*** Opening of Task inputs ***

PR #9817, opened 2025-09-02
Add eks fis v2 support

mikkeloscar:
This sets up a new implementation of EKS+FIS which is simpler to manage than #8943

## TODO

* [x] Dynamically provision service account + role per namespace.

### DIFF
--- a/cluster/manifests/eks-fis/01-rbac.yaml
+++ b/cluster/manifests/eks-fis/01-rbac.yaml
@@ -1,12 +1,4 @@
 {{- if eq .Cluster.ConfigItems.eks_fis_support_enabled "true" }}
-# {{ range $namespace := split .Cluster.ConfigItems.eks_fis_namespaces "," }}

*** Close of Task inputs ***

▶ _Problem_
Pull out all lines in the data above that include "namespace".

▶ _Result for this exercise_
* [x] Dynamically provision service account + role per namespace.
-# {{ range $namespace := split .Cluster.ConfigItems.eks_fis_namespaces "," }}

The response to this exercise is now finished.